-- Exercise data follows --

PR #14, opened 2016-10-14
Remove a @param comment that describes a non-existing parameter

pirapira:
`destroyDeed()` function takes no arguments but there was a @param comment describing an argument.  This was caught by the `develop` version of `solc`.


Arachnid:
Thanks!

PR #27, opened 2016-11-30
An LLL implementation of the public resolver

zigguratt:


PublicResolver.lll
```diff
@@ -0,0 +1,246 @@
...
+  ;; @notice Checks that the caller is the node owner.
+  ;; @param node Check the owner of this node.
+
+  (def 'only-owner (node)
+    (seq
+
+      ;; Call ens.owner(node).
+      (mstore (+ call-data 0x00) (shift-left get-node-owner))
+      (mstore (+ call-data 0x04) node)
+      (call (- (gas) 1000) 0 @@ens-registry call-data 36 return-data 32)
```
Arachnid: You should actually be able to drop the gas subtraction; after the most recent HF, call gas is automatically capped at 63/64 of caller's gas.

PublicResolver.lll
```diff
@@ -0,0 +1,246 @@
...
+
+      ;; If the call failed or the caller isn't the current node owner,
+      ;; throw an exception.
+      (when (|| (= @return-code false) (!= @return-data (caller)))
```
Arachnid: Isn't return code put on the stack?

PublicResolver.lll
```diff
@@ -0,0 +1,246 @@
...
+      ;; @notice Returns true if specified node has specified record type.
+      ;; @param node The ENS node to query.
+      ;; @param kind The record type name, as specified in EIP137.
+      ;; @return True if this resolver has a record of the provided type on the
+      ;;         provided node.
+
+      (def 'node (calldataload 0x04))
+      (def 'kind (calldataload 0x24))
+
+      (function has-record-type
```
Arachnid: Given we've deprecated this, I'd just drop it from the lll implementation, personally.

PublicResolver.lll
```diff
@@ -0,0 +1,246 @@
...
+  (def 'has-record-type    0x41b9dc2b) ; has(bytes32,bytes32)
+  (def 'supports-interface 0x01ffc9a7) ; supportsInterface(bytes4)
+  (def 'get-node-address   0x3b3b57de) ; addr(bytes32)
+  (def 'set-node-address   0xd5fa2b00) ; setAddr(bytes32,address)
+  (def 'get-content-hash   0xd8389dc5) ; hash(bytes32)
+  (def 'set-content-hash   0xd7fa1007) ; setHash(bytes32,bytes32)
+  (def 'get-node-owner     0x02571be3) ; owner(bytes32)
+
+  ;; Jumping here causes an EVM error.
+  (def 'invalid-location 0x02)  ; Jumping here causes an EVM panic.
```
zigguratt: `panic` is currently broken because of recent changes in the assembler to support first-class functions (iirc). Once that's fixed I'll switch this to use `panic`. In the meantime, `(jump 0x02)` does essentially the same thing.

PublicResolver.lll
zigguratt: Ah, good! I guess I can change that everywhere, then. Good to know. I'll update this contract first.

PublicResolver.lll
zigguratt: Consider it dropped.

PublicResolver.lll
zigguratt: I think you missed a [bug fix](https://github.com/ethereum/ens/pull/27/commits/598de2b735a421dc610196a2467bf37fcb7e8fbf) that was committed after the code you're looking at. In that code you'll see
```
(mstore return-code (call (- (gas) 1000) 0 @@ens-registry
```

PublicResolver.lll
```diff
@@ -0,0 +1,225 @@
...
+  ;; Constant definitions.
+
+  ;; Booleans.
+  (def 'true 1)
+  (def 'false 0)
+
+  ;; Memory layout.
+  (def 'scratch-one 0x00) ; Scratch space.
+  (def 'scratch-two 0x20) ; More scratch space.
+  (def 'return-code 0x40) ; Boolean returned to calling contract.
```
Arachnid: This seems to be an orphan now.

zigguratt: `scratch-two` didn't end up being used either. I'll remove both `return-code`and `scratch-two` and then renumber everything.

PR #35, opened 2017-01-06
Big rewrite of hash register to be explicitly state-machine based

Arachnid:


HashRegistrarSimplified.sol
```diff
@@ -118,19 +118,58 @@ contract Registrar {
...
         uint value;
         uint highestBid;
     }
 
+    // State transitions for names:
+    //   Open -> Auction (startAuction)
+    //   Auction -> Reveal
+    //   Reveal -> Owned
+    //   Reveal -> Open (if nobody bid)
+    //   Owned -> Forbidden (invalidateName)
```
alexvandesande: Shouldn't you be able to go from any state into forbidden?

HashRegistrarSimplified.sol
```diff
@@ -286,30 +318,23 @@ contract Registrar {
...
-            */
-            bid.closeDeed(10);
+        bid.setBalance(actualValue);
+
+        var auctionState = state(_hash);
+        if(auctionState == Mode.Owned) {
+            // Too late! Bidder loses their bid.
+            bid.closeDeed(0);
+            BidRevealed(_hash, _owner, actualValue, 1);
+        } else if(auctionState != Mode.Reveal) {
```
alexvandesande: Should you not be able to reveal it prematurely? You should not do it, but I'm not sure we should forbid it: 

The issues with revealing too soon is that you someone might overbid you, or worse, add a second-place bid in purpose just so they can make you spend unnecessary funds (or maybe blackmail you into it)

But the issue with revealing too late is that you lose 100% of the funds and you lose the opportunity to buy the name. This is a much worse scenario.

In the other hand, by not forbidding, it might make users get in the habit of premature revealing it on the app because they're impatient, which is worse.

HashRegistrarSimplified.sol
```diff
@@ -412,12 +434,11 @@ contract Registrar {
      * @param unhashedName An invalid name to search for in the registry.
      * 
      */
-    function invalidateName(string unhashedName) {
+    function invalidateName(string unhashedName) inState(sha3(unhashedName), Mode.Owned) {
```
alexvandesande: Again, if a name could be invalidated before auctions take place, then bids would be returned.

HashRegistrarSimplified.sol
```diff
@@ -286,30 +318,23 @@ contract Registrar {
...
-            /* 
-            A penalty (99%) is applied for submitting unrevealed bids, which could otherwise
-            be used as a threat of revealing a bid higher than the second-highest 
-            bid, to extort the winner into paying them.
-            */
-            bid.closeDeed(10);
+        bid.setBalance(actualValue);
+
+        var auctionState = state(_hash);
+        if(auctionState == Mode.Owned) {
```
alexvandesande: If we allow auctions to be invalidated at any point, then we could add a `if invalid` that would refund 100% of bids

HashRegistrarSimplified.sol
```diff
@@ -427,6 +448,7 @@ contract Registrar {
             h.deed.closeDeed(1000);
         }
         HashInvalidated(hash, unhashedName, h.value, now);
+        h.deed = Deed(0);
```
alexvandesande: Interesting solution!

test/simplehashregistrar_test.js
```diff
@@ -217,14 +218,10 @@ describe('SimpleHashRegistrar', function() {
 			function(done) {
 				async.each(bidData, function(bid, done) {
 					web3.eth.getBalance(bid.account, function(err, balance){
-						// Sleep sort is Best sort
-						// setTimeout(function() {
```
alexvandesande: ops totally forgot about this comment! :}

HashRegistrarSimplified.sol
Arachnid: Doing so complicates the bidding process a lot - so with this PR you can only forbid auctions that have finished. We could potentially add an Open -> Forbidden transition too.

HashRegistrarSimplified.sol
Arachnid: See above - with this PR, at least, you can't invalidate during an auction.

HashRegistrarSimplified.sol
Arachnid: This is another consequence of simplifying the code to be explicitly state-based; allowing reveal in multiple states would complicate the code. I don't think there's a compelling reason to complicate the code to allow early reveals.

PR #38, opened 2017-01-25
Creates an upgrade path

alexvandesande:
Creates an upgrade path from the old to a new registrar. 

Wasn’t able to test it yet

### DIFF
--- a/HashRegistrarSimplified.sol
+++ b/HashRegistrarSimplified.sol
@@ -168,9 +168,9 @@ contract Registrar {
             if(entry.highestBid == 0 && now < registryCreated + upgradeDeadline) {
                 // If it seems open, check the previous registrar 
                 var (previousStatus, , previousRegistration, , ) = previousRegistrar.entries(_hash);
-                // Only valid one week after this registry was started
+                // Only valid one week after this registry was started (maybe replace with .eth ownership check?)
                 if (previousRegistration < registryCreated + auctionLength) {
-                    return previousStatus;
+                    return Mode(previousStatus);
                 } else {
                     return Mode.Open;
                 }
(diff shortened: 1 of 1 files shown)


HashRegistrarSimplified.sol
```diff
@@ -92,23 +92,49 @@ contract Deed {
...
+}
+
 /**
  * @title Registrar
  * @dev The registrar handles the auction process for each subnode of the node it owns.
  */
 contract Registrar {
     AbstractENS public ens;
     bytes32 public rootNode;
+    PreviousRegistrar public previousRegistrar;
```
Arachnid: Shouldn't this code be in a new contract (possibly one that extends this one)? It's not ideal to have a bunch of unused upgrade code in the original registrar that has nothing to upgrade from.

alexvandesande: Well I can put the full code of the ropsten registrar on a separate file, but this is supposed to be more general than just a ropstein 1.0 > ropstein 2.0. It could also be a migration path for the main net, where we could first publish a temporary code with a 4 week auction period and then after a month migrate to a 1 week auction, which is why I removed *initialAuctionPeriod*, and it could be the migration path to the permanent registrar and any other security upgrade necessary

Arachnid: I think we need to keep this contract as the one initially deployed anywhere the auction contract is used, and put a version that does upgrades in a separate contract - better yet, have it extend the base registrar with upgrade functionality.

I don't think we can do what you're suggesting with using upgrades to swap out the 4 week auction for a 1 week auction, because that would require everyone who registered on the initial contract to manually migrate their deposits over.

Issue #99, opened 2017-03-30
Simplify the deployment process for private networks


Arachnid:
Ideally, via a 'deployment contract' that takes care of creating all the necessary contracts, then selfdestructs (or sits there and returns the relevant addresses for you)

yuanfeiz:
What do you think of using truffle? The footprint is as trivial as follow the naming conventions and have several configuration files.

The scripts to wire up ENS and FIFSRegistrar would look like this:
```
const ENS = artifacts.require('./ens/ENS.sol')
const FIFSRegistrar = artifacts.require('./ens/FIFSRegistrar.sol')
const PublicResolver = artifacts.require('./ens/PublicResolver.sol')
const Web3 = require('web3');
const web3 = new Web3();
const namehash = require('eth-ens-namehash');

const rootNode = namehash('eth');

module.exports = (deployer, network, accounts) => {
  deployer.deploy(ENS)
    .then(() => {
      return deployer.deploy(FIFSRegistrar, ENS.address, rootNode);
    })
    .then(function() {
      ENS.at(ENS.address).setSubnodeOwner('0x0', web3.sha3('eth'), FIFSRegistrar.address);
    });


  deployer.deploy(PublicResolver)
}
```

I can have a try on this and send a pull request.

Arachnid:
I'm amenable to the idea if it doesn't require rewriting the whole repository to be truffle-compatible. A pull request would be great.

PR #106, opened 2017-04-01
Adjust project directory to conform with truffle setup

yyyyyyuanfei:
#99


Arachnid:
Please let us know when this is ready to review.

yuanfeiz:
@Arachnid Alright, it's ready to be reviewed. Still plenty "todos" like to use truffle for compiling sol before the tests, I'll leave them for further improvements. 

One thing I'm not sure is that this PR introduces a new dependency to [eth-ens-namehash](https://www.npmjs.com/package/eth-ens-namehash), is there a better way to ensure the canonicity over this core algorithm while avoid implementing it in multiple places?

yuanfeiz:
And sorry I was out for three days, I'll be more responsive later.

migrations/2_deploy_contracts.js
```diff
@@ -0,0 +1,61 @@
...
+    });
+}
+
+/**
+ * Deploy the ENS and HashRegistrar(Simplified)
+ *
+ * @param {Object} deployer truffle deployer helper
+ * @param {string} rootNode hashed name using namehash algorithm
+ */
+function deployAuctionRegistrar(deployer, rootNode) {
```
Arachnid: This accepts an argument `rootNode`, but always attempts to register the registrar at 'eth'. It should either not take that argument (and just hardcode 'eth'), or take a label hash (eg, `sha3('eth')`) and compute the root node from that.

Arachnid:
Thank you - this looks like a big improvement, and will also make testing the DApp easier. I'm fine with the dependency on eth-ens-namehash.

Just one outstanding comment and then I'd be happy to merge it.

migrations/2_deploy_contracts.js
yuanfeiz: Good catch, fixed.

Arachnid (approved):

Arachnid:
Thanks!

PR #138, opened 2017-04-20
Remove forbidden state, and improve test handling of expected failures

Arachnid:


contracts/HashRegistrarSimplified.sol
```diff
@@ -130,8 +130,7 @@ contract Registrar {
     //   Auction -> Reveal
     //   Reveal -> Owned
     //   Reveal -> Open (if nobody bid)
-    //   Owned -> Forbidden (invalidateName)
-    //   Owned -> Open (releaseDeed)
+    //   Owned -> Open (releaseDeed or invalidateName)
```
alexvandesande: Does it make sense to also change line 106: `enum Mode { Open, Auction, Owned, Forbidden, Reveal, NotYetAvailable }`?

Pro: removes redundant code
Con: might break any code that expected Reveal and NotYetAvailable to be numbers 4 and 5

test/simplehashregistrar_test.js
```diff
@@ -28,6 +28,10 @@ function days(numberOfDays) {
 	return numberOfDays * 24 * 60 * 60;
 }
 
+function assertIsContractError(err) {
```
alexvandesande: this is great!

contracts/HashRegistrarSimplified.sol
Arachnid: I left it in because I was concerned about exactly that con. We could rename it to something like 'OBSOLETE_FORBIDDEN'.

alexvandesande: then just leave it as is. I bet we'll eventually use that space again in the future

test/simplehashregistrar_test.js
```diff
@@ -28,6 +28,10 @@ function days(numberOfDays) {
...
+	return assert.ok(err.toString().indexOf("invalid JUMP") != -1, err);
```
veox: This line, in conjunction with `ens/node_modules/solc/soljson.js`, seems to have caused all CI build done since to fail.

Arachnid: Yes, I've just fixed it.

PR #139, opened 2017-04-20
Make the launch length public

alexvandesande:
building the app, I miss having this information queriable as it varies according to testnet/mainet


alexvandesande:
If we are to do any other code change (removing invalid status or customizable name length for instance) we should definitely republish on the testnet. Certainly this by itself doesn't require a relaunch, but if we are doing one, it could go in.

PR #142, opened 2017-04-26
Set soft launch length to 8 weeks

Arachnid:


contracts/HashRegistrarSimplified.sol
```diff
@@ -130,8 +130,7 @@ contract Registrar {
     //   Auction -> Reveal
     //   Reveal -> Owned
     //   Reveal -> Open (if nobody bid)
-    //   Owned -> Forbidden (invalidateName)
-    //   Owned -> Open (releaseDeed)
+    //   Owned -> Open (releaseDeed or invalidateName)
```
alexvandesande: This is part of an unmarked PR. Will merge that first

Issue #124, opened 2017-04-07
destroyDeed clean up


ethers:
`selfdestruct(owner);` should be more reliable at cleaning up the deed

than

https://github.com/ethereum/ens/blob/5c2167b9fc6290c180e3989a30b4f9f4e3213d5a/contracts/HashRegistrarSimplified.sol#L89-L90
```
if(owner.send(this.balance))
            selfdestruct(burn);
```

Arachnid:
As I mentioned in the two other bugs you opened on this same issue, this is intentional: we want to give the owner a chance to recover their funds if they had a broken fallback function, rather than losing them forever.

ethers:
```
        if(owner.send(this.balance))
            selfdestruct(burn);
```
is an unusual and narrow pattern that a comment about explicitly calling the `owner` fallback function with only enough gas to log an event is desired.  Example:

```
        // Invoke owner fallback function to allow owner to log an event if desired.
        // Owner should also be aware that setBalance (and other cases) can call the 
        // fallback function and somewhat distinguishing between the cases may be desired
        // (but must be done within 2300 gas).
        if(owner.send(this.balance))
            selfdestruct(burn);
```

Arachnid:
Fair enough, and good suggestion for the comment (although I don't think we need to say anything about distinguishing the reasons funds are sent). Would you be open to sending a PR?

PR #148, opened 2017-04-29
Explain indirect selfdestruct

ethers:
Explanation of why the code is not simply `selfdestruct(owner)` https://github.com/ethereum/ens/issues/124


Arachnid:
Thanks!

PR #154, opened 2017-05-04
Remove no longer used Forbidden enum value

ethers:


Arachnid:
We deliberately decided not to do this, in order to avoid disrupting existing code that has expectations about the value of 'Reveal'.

-- Exercise data concluded --

Say, as a number only, how many lines of the data contain "which".

Task output
3